The slippery slope of Unicode-supporting language syntax is that once
you allow some non-ASCII characters there is a temptation to allow all
of them (for instance there are many other whitespace characters[1] you
did not mention). This can be confusing (there are different characters
that look similar to each other) and also problematic to implement (the
large character-class tables would bloat the interpreter)

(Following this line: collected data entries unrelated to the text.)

PR #1032, opened 2026-06-16
UID2-7002 Add Private Operator Network Egress page with list of domains

swibi-ttd:
Add a new page Private Operator Network Egress listing the outbound destinations a Private Operator must reach, so participants with restrictive network requirements can self-serve instead of requesting the list ad-hoc.


sidebars.js
```diff
@@ -259,6 +259,7 @@ const fullSidebar = [
             'guides/operator-private-gcp-confidential-space',
             'guides/operator-guide-azure-enclave',
             'guides/operator-guide-aks-enclave',
+            'guides/operator-private-network-requirements',
```
genwhittTTD: @swibi-ttd I'd prefer if this goes in the ref-info folder, because it's really reference info not a guide. The only thing we have in the guides folder, other than guides, is the overview summaries for same.

The guides refer to many other docs with various types of reference info but they're in the ref-info folder.

This would also of course mean updating the links.

docs/ref-info/operator-private-network-requirements.md
```diff
@@ -0,0 +1,39 @@
+---
```
genwhittTTD, line 1: As per my comment on the sidebars.js file: I'd much prefer if this is in the ref-info folder -- more logical for the type of info.

Also: you'll need to copy the file into the Japanese fileset. Otherwise, there are broken out-links at runtime. It's a Docusaurus bug I think. Just until the translator catches up with actually translating the content.

You'll see if you build for both languages (npm run build && npm run serve)

docs/guides/operator-private-network-requirements.md
```diff
@@ -0,0 +1,39 @@
...
+| Hostname | Purpose |
+| --- | --- |
+| `core-prod.uidapi.com` | Core Service (attestation, keys, salts, configuration) |
+| `optout-prod.uidapi.com` | Opt-Out Service |
+| `uid2-core-prod-store.s3.us-east-2.amazonaws.com` | Core data storage |
+| `uid2-core-prod-store-replica.s3.us-west-2.amazonaws.com` | Core data storage (failover replica) |
+| `uid2-optout-prod-store.s3.us-east-2.amazonaws.com` | Opt-out data storage |
+| `uid2-optout-prod-store-replica.s3.us-west-2.amazonaws.com` | Opt-out data storage (failover replica) |
+
+Allow these by hostname rather than by IP address, as the underlying addresses change.
```
genwhittTTD: "as" has multiple meanings so better to use "because.

Also, probably they might change rather than they do change? If changing is a facet of what they are, "because the underlying addresses change" is fine.

```suggestion
Allow these by hostname rather than by IP address, because the underlying addresses might change.
```

genwhittTTD (changes requested):
@swibi-ttd great work. Couple of copy comments. Mostly, I'd like this to live in the Reference Info folder.

Also, can't remember if I noted this -- you'll need to copy the English file to the corresponding Japanese location until we get it translated. Docusaurus is smart enough to pick up the English file in the Japanese, but out-links are broken.

sidebars.js
swibi-ttd: Makes sense! I've moved it to `ref-info` and updated links.

docs/ref-info/operator-private-network-requirements.md
swibi-ttd: Copied the file to the Japanese fileset. Works now when I build for both languages.

swibi-ttd:
@genwhittTTD Thank you for your feedback! In addition I've also made the following changes:
- Renamed the page to `Private Operator network egress` to be more technically accurate. Also updated links accordingly.
- Added a link to the new page at the bottom of the parent `Private Operator integration overview` page, as per your suggestion in Slack

Changes have also been reflected in the EUID PR.

docs/ref-info/operator-private-network-requirements.md
```diff
@@ -0,0 +1,39 @@
...
+import Link from '@docusaurus/Link';
+
+# Private Operator network egress
+
+A <Link href="../ref-info/glossary-uid#gl-private-operator">Private Operator</Link> connects to the UID2 <Link href="../ref-info/glossary-uid#gl-core-service">Core</Link> and <Link href="../ref-info/glossary-uid#gl-opt-out-service">Opt-Out</Link> services, and downloads data files directly from AWS S3 using URLs that the Core service provides. For details, see [Private Operator workflow](../guides/integration-options-private-operator.md#private-operator-workflow).
+
+If your environment restricts outbound network traffic, you must allow outbound HTTPS (port 443) to all of the destinations below, or the operator cannot start.
+
+## Integration
+
```
genwhittTTD: Sorry, Sean, I missed one thing. We need a lead-in line before the tables (our style standards). For both tables. For example:


```suggestion
The following table lists the hostnames you must allow for the integration environment.
```

docs/ref-info/operator-private-network-requirements.md
```diff
@@ -0,0 +1,39 @@
...
+| Hostname | Purpose |
+| --- | --- |
+| `core-integ.uidapi.com` | Core Service (attestation, keys, salts, configuration) |
+| `optout-integ.uidapi.com` | Opt-Out Service |
+| `uid2-core-integ-store.s3.us-east-2.amazonaws.com` | Core data storage |
+| `uid2-optout-integ-store.s3.us-east-2.amazonaws.com` | Opt-out data storage |
+
+## Production
+
```
genwhittTTD: Same comment as previous.

I'm going to approve with comments so that you can fix and merge, so you're not held up.

But, **remember to update this file and then copy the latest to the Japanese. Easy to forget that!** Here's recommended wording:


```suggestion
The following table lists the hostnames you must allow for the production environment.
```

genwhittTTD (dismissed):
I forgot to ask for intros to the two new tables. And then copy the updated file to the Japanese filesystem.

Approving so you can merge, but please make these mods. TYSM.

sidebars.js
genwhittTTD: Perfect, thx!

genwhittTTD (approved):
LGTM thx.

[1] https://en.wikipedia.org/wiki/Whitespace_character
> When pasting a text from some browsers/text editors, the following
> text come to my code:
> "function(stream, contentType)"
>
> The space that separates "stream," and "contentType" is a Character
> 160, not Character 32.
This sounds like an issue with the browser / text editor.
> Issue #2) ----- UTF-8
> The same character #160 when encoded as UTF-8 becomes the 2 bytes
> 0xC2 0xA0.
> The 0xC2 character in ISO 8859-1 (Latin-1) codification is the
> character "Â". What?
That is just how UTF-8 and Latin-1 work. UTF-8 text can look all messed
up and full of "é" and so on if your misconfigured software mistakenly
tries to interpret it as Latin-1. (Like the inf.puc-rio.br web servers
do all the time. Aaargh!)
Make sure that you configure things to properly display things as UTF-
8. For example if you are making a webpage make sure you add a <meta
charset="utf-8"> near the top of the HTML.

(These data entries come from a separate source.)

PR #1037, opened 2026-06-26
UID2-7375 Reference UID Verify from publisher web integration guides

sunnywu:
## Summary

UID Verify (the Chrome debugging extension) was previously documented only on its standalone reference page ([`ref-info/ref-uid-verify`](https://unifiedid.com/docs/ref-info/ref-uid-verify)). It was not referenced from the publisher integration guides.

This PR adds a shared snippet (`docs/snippets/_snpt-uid-verify-debug-tip.mdx`) with a `:::tip` pointing to the UID Verify reference page, framed as a debugging/inspection aid (not a token-generation integration option), and imports it into:

**Hub pages:**
- `docs/snippets/_snpt-publisher-implementation-resources.mdx` — renders on [Publisher integration resources](https://unifiedid.com/docs/guides/integration-options-publisher-all) and the Publishers overview
- `docs/guides/integration-options-publisher-web.md` — new "Debug your integration" section

**Individual web guides** (the three integration types UID Verify supports):
- `integration-javascript-client-side.md`
- `integration-javascript-client-server.md`
- `integration-prebid-client-side.md`
- `integration-prebid-client-server.md`
- `integration-google-ss.md`

The tip text lives in a single snippet so it stays consistent across all pages. Additions only; no existing content changed. Pure server-side guide is excluded (nothing client-side for UID Verify to inspect). Japanese i18n mirror left for the docs team to translate separately.

## Jira
[UID2-7375](https://thetradedesk.atlassian.net/browse/UID2-7375)

## Related
EUID-docs companion PR: https://github.com/European-Unified-ID/EUID-docs/pull/425

🤖 Generated with [Claude Code](https://claude.com/claude-code)


docs/guides/integration-google-ss.md
```diff
@@ -20,6 +21,8 @@ This guide covers integration steps for publishers using UID2 with the Google Ad
 To use the UID2 Google Ad Manager secure signals integration, if you are using an SDK you must have your UID2 integration already set up. This does not apply if you are using server-side integration. For a summary of all the integration options available, see [Integration guides: Summary](summary-guides.md).
 :::
 
+<SnptUidVerifyDebugTip />
```
genwhittTTD: visual issue here -- a Note immediately followed by a Tip, better not to do.

Suggest have the content here without the Tip tag?

Another possibility is to add it as an item in the Troubleshooting article (https://unifiedid.com/docs/guides/integration-google-ss#troubleshooting).

Or we could change the preceding Note into a prerequisites section.

docs/guides/integration-javascript-client-side.md
```diff
@@ -37,6 +38,8 @@ UID2 provides an SDK for JavaScript (see [SDK for JavaScript reference guide](..
 - Automatic refreshing of UID2 tokens
 - Automatic storage of UID2 tokens in the browser
 
+<SnptUidVerifyDebugTip />
```
genwhittTTD: I don't love the placement here -- between the SDK features and the summary of steps to implement, which I think flow well one to the other. Perhaps it could go after the summary of steps? But keep it here if you prefer.

docs/guides/integration-javascript-client-server.md
```diff
@@ -43,6 +44,8 @@ For integration scenarios for publishers that do not use the SDK for JavaScript,
 If you are using Google Ad Manager and want to use the secure signals feature, first follow the steps in this guide and then follow the additional steps in the [Google Ad Manager Secure Signals integration guide](integration-google-ss.md).
 :::
 
+<SnptUidVerifyDebugTip />
```
genwhittTTD: Again, here, it's added in right below another admonition. We avoid consecutive admonitions if possible. And in this case there is even another one before that, with only one line of copy between. So we have Tip, one line, Note, then this new Tip.

I had an idea. What about having a separate section directly after the "Integrating with single sign-on (SSO)" section in applicable guides, and calling it "Using UID Verify Chrome Extension"? That would mean consistent placement in all applicable docs.

docs/guides/integration-options-publisher-web.md
```diff
@@ -138,3 +139,7 @@ The following table shows integration options that support passing UID2 token in
 :::note
 As long as you generate the token and keep it refreshed, you can also use other options for passing the UID2 token into the bidstream.
 :::
+
+## Debug your integration
```
genwhittTTD: Here it's a separate section, which I think is good.

How about we call it "Using UID Verify Chrome Extension"? Or, "Inspecting with UID Verify"? Or some other name you're comfortable with for the instances in the other guides so that in all instances it could be a separate section. Yours is better, actually, because it says what it does. But right at the top of the other docs is too soon to introduce debugging info.

Whatever you settle on for the title, remove the "tip" tag. We should not have a whole section with only a tip in it and no other copy.

docs/snippets/_snpt-publisher-implementation-resources.mdx
```diff
@@ -27,6 +28,8 @@ For a detailed summary of web integration options, see [Publisher web integratio
 | Server-side integration | [Publisher integration guide, server-side](../guides/integration-publisher-server-side.md) | A guide for publishers who do not use the [SDK for JavaScript](../sdks/sdk-ref-javascript.md). |
 | Publisher/SSP integration with GAM | [Google Ad Manager Secure Signals integration guide](../guides/integration-google-ss.md) | A guide covering the additional steps needed for publishers using UID2 with the Google Ad Manager Secure Signals feature (previously known as Encrypted Signals for Publishers, ESP). |
 
+<SnptUidVerifyDebugTip />
```
genwhittTTD: _snpt-publisher-implementation-resources is used in a couple of overview-type docs including the main Publishers overview/intro page. I think that it's better not on those pages. It's debug info. Better to just have it as a heading on the pages for the specific docs is my thought, with the separate heading as suggested in earlier comments (and no Tip tag).

genwhittTTD (changes requested):
Left some comments. The tip copy itself is great but I'm suggesting different placement -- a separate section, below the "Integrating with single sign-on (SSO)" section which is in many docs -- no Tip tag, don't include it in the main intro and overview pages. Those are my suggestions.

docs/guides/integration-google-ss.md
sunnywu: change note to prerequisites is better - Adding a Troubleshooting section at the bottom may be overlooked.

docs/guides/integration-options-publisher-web.md
sunnywu: Yeh i think "Inspecting with UID Verify Chrome Extension" is good.

docs/snippets/_snpt-publisher-implementation-resources.mdx
sunnywu: sounds good

docs/guides/integration-options-publisher-web.md
genwhittTTD: I made these mods. FYI I changed the capitalization... UID Verify is a product name,  Chrome is a product name, but extension is not. So, with sentence capitalization, Extension > extension.

docs/guides/integration-google-ss.md
genwhittTTD: @sunnywu : I added in the "Inspecting with UID Verify Chrome extension" section just after the SSO section, as I'd suggested, for all 5 integration guides.

Also I've added the SSO section into the publisher web options page since it wasn't there... LMK if you disagree with that..

In case you were talking about the Note in the intro section. I started to do this but it's already covered in the first step, "Complete UID2 account setup and configure account" ... and adding a Prerequisites section is more work. So, just focusing on getting these UID Verify sections in the right places.

docs/guides/integration-javascript-client-server.md
genwhittTTD: Done as per other comments. It's a separate section, in 6 files.

docs/guides/integration-javascript-client-side.md
genwhittTTD: Updated so it's after the SSO section, consistently with all affected files.

genwhittTTD (approved):
Approving my own changes :-) But over to you for review, @sunnywu

swibi-ttd (approved):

> In my app, I strongly advise the users to encode their .lua file as
> UTF-8 because all of my system function expects utf-8 coding as
> string parameter
Current versions of Lua are perfectly content with non-ASCII utf8-
encoded characters, as long as they only appear inside strings or
comments. Non-ASCII characters in other parts of the program result in
syntax errors, as you found out.
> UTF-8 is a growing trend for internationalization, and lua_load
> should have a parameter that force the engines handle the lua script
> content as utf-8 encoded. Another sollution is to create lua_loadutf8
> function.
This would effectly fork Lua into two versions of the language -- an
ASCII-only one and a full Unicode aware one. I'm not sure the
compatibility headache from that would be worth the hassle. IMO, if Lua
is ever to allow Unicode syntax it should be part of the default
language and not require a separate "load" function.
> or... lua_loadutf16 (since UTF-16 is used as standard in many
> programming languages)
UTF-16 is an awful standard, and is inferior to UTF-8 in pretty much
every way. Unfortunately we will need to live with it for a long time
due to how it is entrenched in Windows, Java and _javascript_.